[The Winning of the West, Volume Three by Theodore Roosevelt]@TWC D-Link bookThe Winning of the West, Volume Three CHAPTER II 64/111
One of the Indians shot a hog and tossed it into a canoe they had hidden under the bank.
The captive was told to enter the canoe and lie down; three Indians then got in, while the fourth started to swim the stolen horses across the river. Fortunately for the captured boy three of the settlers had chosen this day to return to the abandoned clearing and look after the loose stock. They reached the place shortly after the Indians, and just in time to hear the report of the rifle when the hog was shot.

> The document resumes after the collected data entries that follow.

PR #49, opened 2026-03-21
Complete refactor of the tree struct

Max13245:
- There is now a tree builder which builds the tree with help of a generic expander and populator.
- The logic for the install tree is now separated from the generic tree struct in the util.
- There are now two build flags, --build and --build-all (to also build dependencies from source).

### DIFF
--- a/src/cli/commands/install.rs
+++ b/src/cli/commands/install.rs
@@ -3,7 +3,7 @@ use clap::Args;
 use crate::{
     cli::{commands::HandleCommand, display::logging::error},
     config::Config,
-    installer::{InstallTypes, Installer, InstallerOptions, types::OptionalPackageId},
+    installer::{InstallLabel, InstallTypes, Installer, InstallerOptions, types::OptionalPackageId},
     repositories::manager::RepositoryManager,
     storage::package_register::PackageRegister,
     utils::unwrap_or_exit::UnwrapOrExit,
@@ -45,15 +45,17 @@ impl HandleCommand for InstallArgs {
 
         // Determine the install type. Note that clap already check if build and build-all are both set (which should not be possible).
         let install_type = if self.build {
-            InstallTypes::Build { is_dependency: false }
+            InstallTypes::Build
         } else if self.build_all {
-            InstallTypes::BuildAll { is_dependency: false }
+            InstallTypes::BuildAll
         } else {
-            InstallTypes::Prebuild { is_dependency: false }
+            InstallTypes::Prebuild
         };
 
+        let install_label = InstallLabel::new(install_type, false);
+
         let installer_options = InstallerOptions::default()
-            .install_type(install_type)
+            .install_label(install_label)
             .skip_symlinking(self.skip_symlinking)
             .skip_active(self.skip_active)
             .keep_build(self.keep_build);
--- a/src/cli/commands/install.rs
+++ b/src/cli/commands/install.rs
@@ -3,7 +3,7 @@ use clap::Args;
 use crate::{
     cli::{commands::HandleCommand, display::logging::error},
     config::Config,
-    installer::{Installer, InstallerOptions, types::OptionalPackageId},
+    installer::{InstallTypes, Installer, InstallerOptions, types::OptionalPackageId},
     repositories::manager::RepositoryManager,
     storage::package_register::PackageRegister,
     utils::unwrap_or_exit::UnwrapOrExit,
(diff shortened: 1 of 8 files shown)


src/cli/commands/install.rs
```diff
@@ -39,8 +43,19 @@ impl HandleCommand for InstallArgs {
...
+            InstallTypes::BuildAll
+        } else {
+            InstallTypes::Prebuild
+        };
+
+        let install_label = InstallLabel::new(install_type, false);
+
         let installer_options = InstallerOptions::default()
-            .build_source(self.build)
+            .install_label(install_label)
```
BraveChicken1: I think it would be neater to use just InstallTypes in the InstallerOptions, the installer will then create an InstallLabel from this.

src/installer/install_tree.rs
```diff
@@ -0,0 +1,149 @@
...
+        manager::RepositoryManager,
+        types::{PackageMeta, PackageVersionMeta, TargetBounds},
+    },
+    storage::package_register::PackageRegister,
+    utils::tree::{self, Node},
+};
+
+/// Represents the different types of installing a package.
+#[derive(Debug, PartialEq, Eq, Clone)]
+pub enum InstallTypes {
```
BraveChicken1:
```suggestion
pub enum InstallType {
```

src/installer/install_tree.rs
```diff
@@ -0,0 +1,149 @@
...
+    /// Expands an install tree after it has been build. The current node will be changed to a build node
+    /// and its children will be updated accordingly.
+    pub fn expand_with_build(&mut self, register: &PackageRegister, manager: &RepositoryManager) -> tree::Result<()> {
+        self.set_label(InstallLabel {
+            install_type: InstallTypes::Build,
+            is_dependency: self.get_label().is_dependency(),
+        });
+
+        // Clear all the children to avoid duplicates
+        self.get_children_mut().clear();
```
BraveChicken1: Doesn't this cause the subtree to be fully rebuild? Do we really want that behaviour?

src/installer/installer.rs
```diff
@@ -135,34 +104,28 @@ impl<'a> Installer<'a> {
...
+            .root(package_id, Some(root_meta), self.options.install_label.clone())
+            .expander(InstallNode::expander)
+            .populator(|(d, l)| InstallNode::populator(self.register, self.repository_manager, &d, l))
+            .build()?;
+
+        self.install_nodes(&mut dependency_tree)?;
 
         if !self.options.keep_build {
-            self.remove_build_dependencies(&installed_build_deps)?;
+            self.remove_build_dependencies(&dependency_tree, &dependency_tree)?;
```
BraveChicken1: It seems that this function takes the same argument twice.

src/installer/installer.rs
```diff
@@ -171,11 +134,19 @@ impl<'a> Installer<'a> {
             None => return Ok(()),
         };
 
+        let dependencies = node.get_children_ids(Some(InstallLabel::is_dependency));
+
+        // Check if the current package should be build from source
+        if matches!(node.get_label().get_type(), InstallTypes::Build) || matches!(node.get_label().get_type(), InstallTypes::BuildAll) {
```
```suggestion
        if matches!(node.get_label().get_type(), InstallTypes::Build | InstallTypes::BuildAll) {
```

src/installer/installer.rs
```diff
@@ -364,20 +309,29 @@ impl<'a> Installer<'a> {
...
     }
 
-    fn remove_build_dependencies(&mut self, installed: &Vec<PackageId>) -> Result<()> {
-        // Loop through the installed build dependencies in reverse, because then the dependents
-        // are uninstalled before the dependencies due to the install order.
-        for package_id in installed.iter().rev() {
-            let optional_id = &OptionalPackageId::from(package_id.clone());
+    /// Removes the build dependencies recursively. There are early returns to make sure that the
+    /// package is not removed if it was already installed, is not installed anymore or is a dependency.
+    fn remove_build_dependencies(&mut self, parent: &InstallNode, root: &InstallNode) -> Result<()> {
```
BraveChicken1: Couldn't the second argument be just a boolean? `is_root: bool`

src/utils/tree.rs
```diff
@@ -127,122 +184,32 @@ impl<V, L: Eq> Node<V, L> {
...
-                DependencyTypes::Build,
-                false,
-            )?);
-        }
+pub type EmptyNode = Node<(), ()>;
 
-        Ok(())
+/// An empty node implementation (node without values or labels).
+impl EmptyNode {
+    pub fn build_simple(package_id: PackageId, register: &PackageRegister) -> Result<EmptyNode> {
```
```suggestion
    pub fn build_simple_tree(package_id: PackageId, register: &PackageRegister) -> Result<EmptyNode> {
```

BraveChicken1 (changes requested):
Looks good overall!

src/installer/installer.rs
Max13245: Yes, good idea, I'll change that.

src/installer/install_tree.rs
Max13245: Yes it does, there is only one other way of fixing this. We would have to check if the child already exists in the expander method before adding it. We can't make the children Vec a HashSet, because the nodes need to be mutable in some cases (specifically if we want to expand the tree after initial creation). So every time we add a node we would have to loop over all existing children.

Maybe another way could be to only add the build dependencies. This would be difficult to do in the expander method though, so then we would probably need a separate method which only adds build dependencies. Unless we do an ugly trick where we check if a node already has children and then only add the build dependencies, but this would be very unreliable.

BraveChicken1 (approved):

The owner of the hogs, instead of suspecting that there were Indians near by, jumped to the conclusion that a Kentucky boat had landed, and that the immigrants were shooting his hogs--for the people who drifted down the Ohio in boats were not, when hungry, over-scrupulous concerning the right to stray live stock.
Running forward, the three men had almost reached the river, when they heard the loud snorting of one of the horses as it was forced into the water.
As they came out on the bank they saw the canoe, with three Indians in it, and in the bottom four rifles, the dead hog, and young Wetzel stretched at full length; the Indian in the stern was just pushing off from the shore with his paddle; the fourth Indian was swimming the horses a few yards from shore.